DEB und DEL sollten sich darauf einigen, keine Wasserstandsmeldungen abzugeben und stattdessen eine Woche vor Ligastart das Gesamtpaket präsentieren.

Das würde dem Eishockey einen positiven Schwung geben und die großartigen Erinnerungen an die WM würden nicht so schnell verblassen lassen.

Diese Erinnerungen möchte ich Euch in dieser Kolumne als meine 5 Highlights der WM präsentieren:

Deutschlands Coup über Russland:

Es war der erste Sieg überhaupt bei einer WM über Russland und noch dazu zu null. Die deutsche Mannschaft hat die Russen körperlich dominiert und konnte spielerisch mithalten. Das war sehr stark. Exemplarisch dafür war das Tor zum 2:0-Endstand, beginnend mit einem Check von Frank Hördler, der zum Alleingang von Patrick Reimer führte.

Mikael Granlunds Jahrhundert-Tor:

Ich habe mir das Tor zig Mal auf dem Youtube-Kanal von SPORT1 angeschaut, immer wieder gut: Ein 19-Jähriger, der in einem WM-Halbfinale gegen Russland beim Stand von 0:0 so ein Tor schießt, der hat Eier. Für mich war es das schönste Tor, das ich bei einer WM gesehen habe.

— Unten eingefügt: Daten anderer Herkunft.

PR #1231, opened 2015-12-08
Fix #1230 (interpolating an empty expr into string)

### LINKED ISSUE #1230: SyntaxError: Unexpected token ')'
Invalid javascript generated when trying to interpolate an empty expression `"#{}"`

http://opalrb.org/try/?code:%22%23%7B%7D%22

Haudegen Jewgeni Artjuchin:

Die Russen konnten dieses Jahr spielerisch nicht dominieren. Dennoch fanden sie einen Weg den Gegner anderweitig zu beschäftigen: über Jewgeni Artjuchin. Sein knallhartes Checken und Provozieren hat die Gegner aus dem Konzept gebracht (Bericht). Er war bei allen Mannschaften ein Thema. Das sieht man im internationalen Eishockey selten, dass ein Spieler so für Aufsehen sorgt.

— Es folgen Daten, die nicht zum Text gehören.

PR #1232, opened 2015-12-08
Fix method lookup on a Module when the same method was defined on a Class.

### LINKED ISSUE #1187: Class#method_name overrides Module#method_name

iliabylich:
Closes #1187

### DIFF
--- a/opal/corelib/module.rb
+++ b/opal/corelib/module.rb
@@ -1,8 +1,7 @@
 class Module
   def self.new(&block)
     %x{
-      function AnonModule(){}
-      var klass         = Opal.boot_class(Opal.Module, AnonModule);
+      var klass         = Opal.boot_module_object();
       klass.$$name      = nil;
       klass.$$class     = Opal.Module;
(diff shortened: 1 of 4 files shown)


iliabylich:
I"m not sure, but it seems that `Module.new` was inherited from a `Class` (which is inherited from a `Module`). That's why it had both `Class`/`Module` methods. At least chrome inspector shows this prototype inheritance chain.

elia:
Looks good, although I wonder if there's a way to test this without touching Module and Class directly. 

@meh any other comments?

elia:
@iliabylich sorry, my last PR introduced some conflicts, can you rebase? I'll merge afterwards :)

iliabylich:
@elia Done!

Dauerbrenner Jaromir Jagr:

Auch bei seiner gefühlt 35. WM bewegte er sich immer noch sehr geschmeidig und erzielte mit neun Punkten die drittgrößte Ausbeute des Turniers. Dass Jagr noch in diesem Alter auf so hohem Niveau mitspielen kann, liegt aber auch an der Reihe mit Tomas Plekanec und Roman Cervenka. Diese Drei haben perfekt harmoniert und waren mit insgesamt 29 Scorer-Punkten die beste Reihe der WM.

"MVP" Jarkko Immonen:

Neun Spiele, neun Tore und dazu noch Topscorer: Für mich war der Finne der MVP der WM. Denn sein Tor zum 1:1 sieben Sekunden vor Ende des zweiten Drittels hat den WM-Titel eingeleitet und war daher immens wichtig.

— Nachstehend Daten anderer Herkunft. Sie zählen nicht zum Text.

PR #1233, opened 2015-12-08
Fix parsing of do..end block after lambda argument

### LINKED ISSUE #1228: Stabby lambda without parantheses breaks the parser
Hello.

The following code breaks Opal (master @ 9d3d2ec):

```ruby
def within(some_proc, &block)
end

# This breaks: (Giving error: parse error on value "do" (kDO))
within ->{ whatever } do
end

# This works:
within(->{ whatever }) do
end
```

This code worked fine with Opal 0.8.1, so looks like a regression to me.

alexdowad:
In 7b5e479, a `lexer.cmdarg_push` and `lexer.cmdarg_pop` pair was added
around the parsing of `lambda_body`. This ensured that when parsing the lambda
body, the lexer started out in the correct state.

The problem was that when lexing the terminating RCURLY of the lambda body,
the lexer would *also* perform a `lexer.cmdarg_pop`. So we had push + pop + pop.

Soweit meine fünf Highlights, und damit ein Zlaty Bazant aus Bratislava.

Euer

Rick Goldmann

Erich Goldmann, 35, stand 126 Mal für die deutsche Nationalmannschaft auf dem Eis. Der Verteidiger, der beim NHL-Draft 1996 an 212. Position von den Ottawa Senators gezogen wurde, bestritt ein Spiel in der NHL. Nach einer schweren Sprunggelenksverletzung beendete er 2008 beim EHC München seine Laufbahn. In seiner Karriere bestritt er für den EV Landshut, Adler Mannheim, Kaufbeurer Adler, Moskitos Essen, ERC Ingolstadt und Iserlohn Roosters 500 DEL-Spiele. Für SPORT1 kommentiert Goldmann seit 2009 die Spiele der Nationalmannschaft.